Examples of these can be found in the many-times-resurrected Bobcat Nation Sports Bar and Grill, VERTS Mediterranean Grill and the Potbelly Sandwich Shop. Conversely, establishments such as Nostimo Mediterranean Cafe and Torchy’s Tacos have been met with apparent success.

San Marcos Economic Development Administrator Kevin Burke said that there is no silver bullet for an infant business to dodge in San Marcos and that many of these closures are due simply to a sharp increase in businesses over the past several years.

“In the last three years: 2015, 2016, 2017 – the market has become much more saturated than it ever has been in San Marcos,” Burke said. “From a consumer perspective that’s a really great thing. The flip side of that is when you are a franchise or a small entrepreneur or local business owner, it’s going to make it really difficult for survival.”

The effects of this saturated market seem to particularly affect establishments that spring up downtown. Burke said that over a third of the restaurants that were opened in 2016 opened in that area.

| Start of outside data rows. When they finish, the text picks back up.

PR #458, opened 2021-07-18
Dockerfile lint

marghidanu:
This one has been sitting for a few days as I was testing it out. This PR introduces various checks for the Dockerfile using Hadolint to make sure we have good practices. Additionally, it changes how the build matrix runs by correctly marking the failed jobs and not stopping the pipeline at the first fail.

### DIFF
--- a/.github/workflows/CI.yml
+++ b/.github/workflows/CI.yml
@@ -48,8 +48,7 @@ jobs:
         uses: hadolint/hadolint-action@v1.4.0
         with:
           dockerfile: "${{ matrix.solution }}/Dockerfile"
-          failure-threshold: warn
-        # continue-on-error: true
+          failure-threshold: error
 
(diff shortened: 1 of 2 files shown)


rbergen:
I guess we should make addressing the issues in existing Dockerfiles a maintainer action after merging this?

marghidanu:
Yes, that’s the idea. Since we have CI might as well use it :)

rbergen (approved):
Alight then, let's do this! :)

marghidanu:
Maybe I should add a build status badge to the README?

rbergen:
I think that might be a good idea, in fact regardless of this PR.

I'm going to merge this after I submit this comment. Let's try to fix the 10 issues that are now known because of it, quickly. I really don't like big red Xs :)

“In 2016 we had 28 restaurants open in San Marcos,” said Burke. “Ten of those were downtown.”

Kevin Carswell, president of the local coffee shop Mochas and Javas, noted that starting a business in a college town is a difficult undertaking.

“We opened 15 years ago on a shoestring budget and sometimes I feel like we’re still on a shoestring budget,” Carswell said.

He said that two of the most important attributes of Mochas and Javas that have allowed its success are persistence and community engagement.

“For us it’s persistence, it’s our business, we fund it, and my goal is to never have to go back and work for anyone else so I will do what I need to do to ensure we continue to grow,” Carswell said. “We’re also very community involved: schools, churches, the university. We’re not a gigantic donor to any one system but we do a whole lot of donations throughout the year.”

Burke said that the increase in restaurants is following a national trend that we could expect to drop off in the future.

“Differences in franchising models and the entrance of private equity firms into the restaurant space really may have been what resulted in this huge boom over the last few years,” Burke said. “We’probably see it get trimmed back over the next couple years.”

San Marcos is witnessing unprecedented numbers of businesses opening up may not come as a surprise to residents who watched as their city shot to the top of the U.S. Census Bureau’s fastest growing cities list for three years in a row from 2012 to 2015. The effects of the boom are being felt along the I-35 corridor as the area between Austin and San Antonio.